News Source: www.Biobanking.com
Biobanking is the cornerstone of the Precision Medicine Initiative guided by the director of the US National Institutes of Health, Francis S. Collins. Historically the process of getting samples from patients/ volunteers to storage (biobanking) has been the least standardized of all biomedical research procedures. Gene expression profiles change with time and temperature variation, for example. Reproducibility and comparability between research studies is key to fulfilling the promise of precision medicine. To this end biobank standard ISO 20387:2018 was developed to ensure quality, fitness-for-purpose, and reproducibility in biobanking to give translational researchers quality defined samples to work with.
Automating sample storage and retrieval can improve sample quality by standardizing the time required and the inherent temperature fluctuation. The samples at The Biobank of the University Hospitals and the Catholic University of Leuven (UZ KU Leuven), Belgium, is a centralized resource that contains samples of different types from a plethora of sources. In December 2013 two Brooks Life Sciences automated systems for frozen liquid biospecimens such as serum, urine and plasma were acquired, one for storage at −20˚C and one for storage at −80˚C.
It is best practice to validate/ benchmark such systems for performance before stocking samples for experimentation. Due to the nature of automation failure to do so could result in the loss of many high value samples, which may not be discovered immediately. Despite this no validation protocols for automated systems were available at the time, so a validation/qualification method for automated frozen sample storage systems was developed. This protocol is reported in a recent paper of the journal Frontiers in Medicine.
The system qualification and assessment test (SQAT) consists of recording the timing and operation of the input and output of a standard storage format containing simulated sample (water); sample input and scanning, sample reformat from standard density to high density trays, sample picking from high density to standard density trays and sample output and scanning. The SQAT took 15 and 20 min to complete for the two automated systems, respectively.

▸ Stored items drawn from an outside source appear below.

PR #494, opened 2015-09-10
(maint) Remove use of def_delegators for module_release

adrienthebo:
The extraction of the puppet_forge into the v2 gem changed around some
APIs, and seems to break under certain conditions. This commit removes
the use of the Forwardable module and calls the appropriate methods on
the PuppetForge::V3::Release class.


andersonmills:
:+1:

Issue #67, opened 2013-09-18
Some level of reporting


zachfi:
I would like some ability to get reporting information out of r10k.
- Machine consumable (json, etc)
- How many branches were deployed
- How much time was taken in total

This should at least be able to get us something intelligent to send to graphite so that we know the state of the deploy system.

jlambert121:
I like to keep my modules up to date, but don't want them to necessarily want to implement the #51 solution of setting module versions to 'latest'.  It would be great if the reports could include modules that were no longer current so they could be evaluated for upgrade.

PR #498, opened 2015-09-14
(CODEMGMT-345) Make r10k write deployed code signature to file.

scotje:


adrienthebo:
Feedback from IRC:

```
[11:52]      Elyscape I'd be cool with that but .r10k_deploy might make more sense
[11:54]      Elyscape deploy.json in theory might conflict with something else
[11:55]      Elyscape also, more importantly, it's standard practice to contain the app name in the filename for that sorta thing
[11:55]      Elyscape and having it be a .dotfile means it won't be visible by default, as that could potentially confuse people
```

adrienthebo:
Perhaps `.r10k-deploy.json` ?

scotje:
Ha, yeah it was originally .r10k-info.json but I changed it to match the ticket. I'll switch it to .r10k-deploy.json, that seems to make the most sense.

scotje:
Updated.

lib/r10k/action/deploy/environment.rb
```diff
@@ -86,6 +93,16 @@ def visit_module(mod)
           logger.info "Deploying module #{mod.path}"
           mod.sync
         end
+
+        def write_environment_info!(environment)
+          File.open("#{environment.path}/.r10k-deploy.json", 'w') do |f|
+            deploy_info = environment.info.merge({
+              :deployed_at => Time.new,
```
adrienthebo: `:deployed_at` indicates that this was the start time (at least to me) but this would run at the end of the environment deploy. In addition I have these wild fantasies of including timing information (for #67). This a bit bike-sheddy, but could we use a name like `:finished_at` or something like that?

scotje:
Updated, now with `started_at` and `finished_at` timestamps. Do you think we need sub-second resolution on the timings?

adrienthebo:
Second level resolution is totally fine. Thanks for making that change!

PR #500, opened 2015-09-15
(CODEMGMT-339) Allow cachedir to be overridden with a CLI option.

scotje:


lib/r10k/deployment/config.rb
```diff
@@ -30,7 +31,8 @@ def setting(key)
   def load_config
     loader = R10K::Settings::Loader.new
     hash = loader.read(@configfile)
-    @config = R10K::Settings.global_settings.evaluate(hash)
+    with_overrides = hash.merge(@overrides)
```
adrienthebo: I would like for us to log when config values are overridden; there's the block form of `Hash#merge` that could be used to log when overrides replace values - perhaps like so?

``` ruby
with_overrides = hash.merge(@overrides) do |key, oldval, newval|
  logger.debug2 "Overriding config setting #{key} with old value #{oldval} to new value #{newval}"
end
```

I'm thinking that having this logged may make it easier to debug support requests.

Thoughts?

scotje: That seems like a good idea. I'll add it.

scotje:
Updated with logging of overrides.

lib/r10k/cli/deploy.rb
```diff
@@ -23,6 +23,8 @@ def self.command
 
         required :c, :config, 'Specify a configuration file'
 
+        required nil, :cachedir, 'Specify a cachedir, overriding the value in config'
```
adrienthebo, line 26: Adding the `cachedir` command line flag here means that this will be a one off for the `r10k deploy environment` command, meaning that it won't work with `r10k deploy module` or `r10k puppetfile`. I know that this feature is being implemented for a specific use case but I dislike having one offs or inconsistencies unless there's a good reason for them. Does it make sense to keep this option limited to the single command?

scotje, line 26: Probably makes sense to be available more globally...

scotje, line 26: This location makes it available to all the "deploy" subcommands if they are updated to accept and pass it through, is there a place we can put the acceptance and override functionality that will just apply to everything without updating it per action?

adrienthebo, line 26: https://tickets.puppetlabs.com/browse/RK-120 covers making `--config` global, and all that really entails is moving the settings loading/initialization from the `Action::Deploy::*` classes to https://github.com/puppetlabs/r10k/blob/master/lib/r10k/action/runner.rb#L39-L41, and then passing the loaded configuration to the called action classes.

What we could do is merge this as-is so that we can continue work on the things that depend on this PR, and once this is in we can also work on RK-120. Does that work for you?

scotje, line 26: That seems reasonable. It wouldn't take much work to update the other deploy subcommands to honor the option as well for now if you think that would be helpful.

adrienthebo, line 26: If we're focusing on getting the required functionality now and expanding things later, let's not worry about `r10k deploy module` right now.

PR #501, opened 2015-09-16
Fix "git environment guide" internal link

apazga:
Bad URL (now): https://github.com/puppetlabs/r10k/blob/master/doc/dynamic-environments/doc/dynamic-environments/git-environments.mkd
Good URL (proposed): https://github.com/puppetlabs/r10k/blob/master/doc/dynamic-environments/git-environments.mkd
(these are full URLs, fix proposed using internal links)


adrienthebo:
Thanks!

PR #507, opened 2015-10-01
Fix documentation so local_mod/local_module name is consistent

mmckinst:
Sometimes it is called 'local_mod', other times it is called 'local_module'.

Now it will be called 'local_module' all of the time.


adrienthebo:
Thanks!

PR #509, opened 2015-10-05
(RK-80) properly supply credentials to HTTPS connections

adrienthebo:
Previously, r10k would always supply SSH key based authentication credentials when authentication was requested, which would fail poorly when a HTTPS based URL required authentication. This refactors and extracts the logic for supplying credentials to Rugged and adds support for user/password based authentication.

### DIFF
--- a/lib/r10k/git/rugged/base_repository.rb
+++ b/lib/r10k/git/rugged/base_repository.rb
@@ -62,7 +62,13 @@ class R10K::Git::Rugged::BaseRepository
   # @return [Proc]
   def credentials
     Proc.new do |url, username_from_url, allowed_types|
-      get_ssh_credentials(url, username_from_url)
+      if allowed_types.include?(:ssh_key)
+        get_ssh_key_credentials(url, username_from_url)
+      elsif allowed_types.include?(:plaintext)
+        get_plaintext_credentials(url, username_from_url)
+      else
+        get_default_credentials(url, username_from_url)
+      end
     end
   end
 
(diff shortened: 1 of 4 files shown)


lib/r10k/git/rugged/credentials.rb
```diff
@@ -0,0 +1,69 @@
...
+    @repository = repository
+  end
+
+  def call(url, username_from_url, allowed_types)
+    if allowed_types.include?(:ssh_key)
+      get_ssh_key_credentials(url, username_from_url)
+    elsif allowed_types.include?(:plaintext)
+      get_plaintext_credentials(url, username_from_url)
+    else
+      get_default_credentials(url, username_from_url)
```
adreyer, line 23: where is this coming from?

spec/unit/git/rugged/credentials_spec.rb
```diff
@@ -0,0 +1,76 @@
...
+      expect(subject).to receive(:get_ssh_key_credentials).with("https://tessier-ashpool.freeside/repo.git", nil).and_return :sshkey
+      expect(subject.call("https://tessier-ashpool.freeside/repo.git", nil, [:ssh_key])).to eq :sshkey
+    end
+
+    it "creates user/password credentials for the default allowed type" do
+      expect(subject).to receive(:get_plaintext_credentials).with("https://tessier-ashpool.freeside/repo.git", nil).and_return :userpassword
+      expect(subject.call("https://tessier-ashpool.freeside/repo.git", nil, [:plaintext])).to eq :userpassword
+    end
+
+    it "creates default credentials when no other types are allowed" do
```
adreyer, line 70: perhaps these tests are mocking too much out since they hid the lack of this method.

lib/r10k/git/rugged/base_repository.rb
```diff
@@ -1,10 +1,14 @@
 require 'r10k/git/rugged'
+require 'r10k/git/rugged/credentials'
 require 'r10k/logging'
 
 class R10K::Git::Rugged::BaseRepository
 
   include R10K::Logging
 
+  #  @return [Pathname] The path to this repository.
+  attr_reader :path
```
adreyer, line 11: nitpick: It's slightly confusing to have @path defined here but set up in the initialization of subclasses. Putting an initialize here seems like spaghetti though since it won't do anything. Perhaps a comment reminding us to set @path in any new subclasses?

spec/unit/git/rugged/credentials_spec.rb
adrienthebo, line 70: Agree, fixing that now.

lib/r10k/git/rugged/base_repository.rb
adrienthebo, line 11: Will do.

At UZ KU Leuven, over a period of 7 months, 30% of SQAT tests failed (n = 196) on the -80˚C system. The other system was deemed reliable and not tested further. The main causes of failure were imaging problems, tube picking malfunction and mechanical crashes.
These problems may have been due to incomplete installation and cooling system issues, leading to frost build-up. This highlights the importance of verifying complete and proper installation from the outset.
Upon adjustment of the installation and further testing, including temperature variation, the system was deemed reliable. Testing revealed the importance of selecting and verifying the compatibility of tubes and enforcing the maximum filling volume. Correct sample tray loading by the user was also found to be critical.
Upon validation the systems entered use in February 2018. As of January 2020 the stores held about 63,000 samples provided by three different research groups. The vast majority of which are serum (97%), followed by plasma (1.7%), and urine (1.3%). Regular assessments of SQAT and the loading error rate are used to monitor the systems which have functioned within their expected ranges since implementation. The systems were well received by users, but incur higher costs by necessitating adjustment of laboratory workflows to use compatible barcoded tubes.
The authors concluded, “The UZ KU Leuven Biobank devised a SQAT test to assess performance of the automated systems and set up a method for temperature homogeneity testing. Although these are tailored to our systems, the underlying concept is applicable to other automated storage systems as most of them share a similar basic concept regarding sample management and storage at a specific temperature.”